PR #192, opened 2016-09-23
Improved the global object detection code

### LINKED ISSUE #182: Accessing global
It appears that in some environments, the global scope is not referencable via our current method:

``` typescript
const globalObject: any = Function('return this')();
```

In particular when some CSP restrictions are in place.  There is a TC39 proposal to make it available and accessible in a consistent place and describes [the issue](https://github.com/tc39/proposal-global#rationale).

We should consider changing this to:

``` typescript
const globalObject: any = function() {
    if (typeof self !== 'undefined') {
        return self;
    }
    if (typeof window !== 'undefined') {
        return window;
    }
    if (typeof global !== 'undefined') {
        return global;
    }
    throw new Error('unable to locate global object');
}();
```

bryanforbes:
Fixes #182

### DIFF
--- a/src/global.ts
+++ b/src/global.ts
@@ -1,2 +1,17 @@
-const globalObject: any = Function('return this')();
+const globalObject: any = (function (): any {
+	if (typeof window !== 'undefined') {
+		// Browsers
+		return window;
+	}
+	else if (typeof global !== 'undefined') {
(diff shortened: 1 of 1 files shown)


kitsonk (approved):
👍

PR #193, opened 2016-09-26
Add IdentityRegistry and rename Registry to MatchRegistry

novemberborn:
Include `IdentityRegistry` from `dojo-app`, see https://github.com/dojo/app/issues/7.

**This renames `dojo-core/Registry` to `dojo-core/MatchRegistry`**. @kitsonk seemed OK with that back in June when I proposed the rename, but let me know if it's actually a concern.

I can submit PRs for any other repos that reference `dojo-core/Registry` once the rename is approved.

### DIFF
--- a/src/IdentityRegistry.ts
+++ b/src/IdentityRegistry.ts
@@ -1,0 +1,147 @@
+import Map from 'dojo-shim/Map';
+import WeakMap from 'dojo-shim/WeakMap';
+import { Handle } from './interfaces';
+
+const noop = () => {};
+
+interface Entry<V> {
+	handle: Handle;
+	value: V;
+}
+
+interface State<V> {
+	entryMap: Map<Identity, Entry<V>>;
+	idMap: WeakMap<V, Identity>;
+}
+
+const privateStateMap = new WeakMap<IdentityRegistry<any>, State<any>>();
+
+function getState<V>(instance: IdentityRegistry<V>): State<V> {
+	return privateStateMap.get(instance);
+}
+
+/**
+ * Registry identities can be strings or symbols. Note that the empty string is allowed.
+ */
+export type Identity = string | symbol;
+
+/**
+ * A registry of values, mapped by identities.
+ */
+export default class IdentityRegistry<V extends Object> {
+	constructor() {
+		privateStateMap.set(this, {
+			entryMap: new Map<Identity, Entry<V>>(),
+			idMap: new WeakMap<V, Identity>()
+		});
+	}
+
+	/**
+	 * Look up a value by its identifier.
+	 *
+	 * Throws if no value has been registered for the given identifier.
+	 *
+	 * @param id The identifier
+	 * @return The value
+	 */
+	get(id: Identity): V {
+		const entry = getState<V>(this).entryMap.get(id);
+		if (!entry) {
+			throw new Error(`Could not find a value for identity '${id.toString()}'`);
+		}
+
+		return entry.value;
+	}
+
+	/**
+	 * Determine whether the value has been registered.
+	 * @param value The value
+	 * @return `true` if the value has been registered, `false` otherwise
+	 */
+	contains(value: V): boolean {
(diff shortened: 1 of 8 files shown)


novemberborn:
Could consider aliasing `dojo-core/Registry` to make releasing easier.

src/IdentityRegistry.ts
```diff
@@ -0,0 +1,137 @@
...
+		entry.handle.destroy();
+		return true;
+	}
+
+	/**
+	 * Determine whether a value has been registered for the given identifier.
+	 * @param id The identifier
+	 * @return `true` if a value has been registered, `false` otherwise
+	 */
+	hasId(id: Identity): boolean {
```
kitsonk: Why not `has`?  I can guess you might say "well I am not passing the object" but that is similiar to a Map, in that you pass the [key](https://developer.mozilla.org/en-US/docs/Web/JavaScript/Reference/Global_Objects/Map/has), not the object.

src/IdentityRegistry.ts
```diff
@@ -0,0 +1,137 @@
...
+/**
+ * Registry identities can be strings or symbols. Note that the empty string is allowed.
+ */
+export type Identity = string | symbol;
+
+/**
+ * A registry of values, mapped by identities.
+ */
+export default class IdentityRegistry<V extends Object> {
+	private _entryMap: Map<Identity, Entry<V>>;
```
kitsonk: Can we stored `_entryMap` and `_idMap` in a WeakMap?

src/IdentityRegistry.ts
```diff
@@ -0,0 +1,137 @@
...
+		// Adding the same value with the same id is a noop, return the original handle.
+		if (existingEntry && existingId) {
+			return existingEntry.handle;
+		}
+
+		let handle = {
+			destroy: () => {
+				handle.destroy = noop;
+				this._entryMap.delete(id);
+				this._idMap.delete(value);
```
kitsonk: Deleting from a WeakMap! 😝

kitsonk (commented):
Also, while not critical, it would be great to add some iterator interfaces to this, like `[Symbol.iterator]`, `entries()`, `values()` and `ids()`.  I guess we could tackle that as a separate issue though.

novemberborn:
> Also, while not critical, it would be great to add some iterator interfaces to this, like [Symbol.iterator], entries(), values() and ids(). I guess we could tackle that as a separate issue though.

Yes.

novemberborn:
Updated.

src/IdentityRegistry.ts
```diff
@@ -18,12 +21,9 @@ export type Identity = string | symbol;
  * A registry of values, mapped by identities.
  */
 export default class IdentityRegistry<V extends Object> {
-	private _entryMap: Map<Identity, Entry<V>>;
-	private _idMap: WeakMap<V, Identity>;
-
 	constructor() {
-		this._entryMap = new Map<Identity, Entry<V>>();
-		this._idMap = new WeakMap<V, Identity>();
+		entryMaps.set(this, new Map<Identity, Entry<V>>());
```
kitsonk: Sorry, to make you do this again, but we have identified an ideal pattern... When we have a 1:1 relationship between private entries in a WeakMap, we should create an interface for managing them and store only one value.  See: dojo/meta#74.  (Or feel free to input on why it is a stupid pattern and we should do something else)

kitsonk (changes requested):
Sorry... I should have been more explicit the first time...

src/IdentityRegistry.ts
kitsonk: By the way, you even gave it a 👍 so you must like that pattern!

novemberborn: Oh yeah! I think I came up with it, no? 😉

novemberborn:
Updated again.

Used a helper method so the generic value type can be read out of the private state map.

kitsonk (approved):
👍

PR #194, opened 2016-09-26
Allow null and undefined sources in lang.assign()

novemberborn:
Object.assign() ignores null and undefined source values, do the same here.


kitsonk (approved):
👍

PR #196, opened 2016-09-29
clean-up readme language for beta

dylans:
meta says beta though we've not pushed to npm yet, so should land this when we tag for beta?


kitsonk (approved):
👍

Issue #197, opened 2016-10-02
Can't send any POST body with request/node


sebilasse:
in `request/node` : 

requestOptions SHOULD have at least `body` :

``` typescript
interface HttpsOptions extends Options {
    body?: any;
    // ...
}
```

and

``` typescript
const requestOptions: HttpsOptions = {
    agent: options.agent,
    auth: parsedUrl.auth || options.auth,
    body: options.data,
    // ...
}
```

additionally I think there are two more options when sending POST data in nodeJS :
`form: any;`
and
`json: boolean;`

dylans:
@sebilasse thanks, that seems reasonable. Do you intend to create a pull request, or should we handle that?

sebilasse:
@dylans Will investigate the next days (not sure about the `json` parameter, poor node documentation on that). Might be helpful to see how https://github.com/request/request deals with it. 
However, created PR :

sebilasse:
some more findings, all about `request/node`
It is also important to set the headers as lowercase 

``` js
if (typeof options.headers === 'object') {
    options.headers = Object.keys(options.headers).reduce(function(o, key) {
        o[key.toLowerCase()] = options.headers[key];
        return o;
    }, {});
}
options = mixin({maxRedirects: 5}, options);
options.headers = Object.keys(options.headers).reduce(function(o, key) {
    o[key.toLowerCase()] = options.headers[key];
    return o;
}, {});
```

if you e.g. just check 
`if (!('user-agent' in requestOptions.headers)) {`

What I also stumbled upon is this note in `request/node` :
_"TODO: This redirect code is not 100% correct according to the RFC; needs to handle redirect loops and restrict/modify certain redirects"_
This feels pretty important and could also be a (trackable) issue (especially because redirect loops will occur). Apart from that I guess that if an options.headers.host is already set it MUST be rewritten by the redirect code (think of `www.` redirects) :

``` js
    if (options.headers && options.headers['host'] && requestOptions.host) {
        options.headers.host = requestOptions['host'];
    }
```

My temporary fix to prevent infinite loops in node is to send a `redirectCount` with the options which can be limited by `maxRedirects` and never allows more than 5 –

for now see this [GIST](https://gist.github.com/sebilasse/e54fbd7722c98de5ad1e7dd8ab91f52d) for the complete file, modifications are marked by "TODO MOD"

rorticus:
[...]

PR #198, opened 2016-10-02
POST body with request/node

sebilasse:
see https://github.com/dojo/core/issues/197

### DIFF
--- a/src/request/node.ts
+++ b/src/request/node.ts
@@ -29,6 +29,7 @@ interface Options {
 }
 
 interface HttpsOptions extends Options {
+	body?: any;
 	ca?: any;
 	cert?: string;
 	ciphers?: string;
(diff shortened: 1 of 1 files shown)


kitsonk:
@sebilasse thanks for the contribution.  The PR looks fine, but it would be great to get tests for it before we were to merge it.

sebilasse:
What would a test look like without a server?

What I also stumbled upon is the note in `request/node`:
"TODO: This redirect code is not 100% correct according to the RFC; needs to handle redirect loops and restrict/modify certain redirects"
This feels pretty important and could also be a (trackable) issue (especially because redirect loops will occur, try german lead media site "spiegel.de" [without 'www.']).

kitsonk:
There is a server integrated into the test harness.  The server code is located in `tests/services/echo.ts` and is bootstrapped when the tests are run.

rorticus:
Closing because issue was closed.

### Activity
After you work out how many lines in the material hold the word "trackable", please respond with that number alone.

### Output of the exercise
2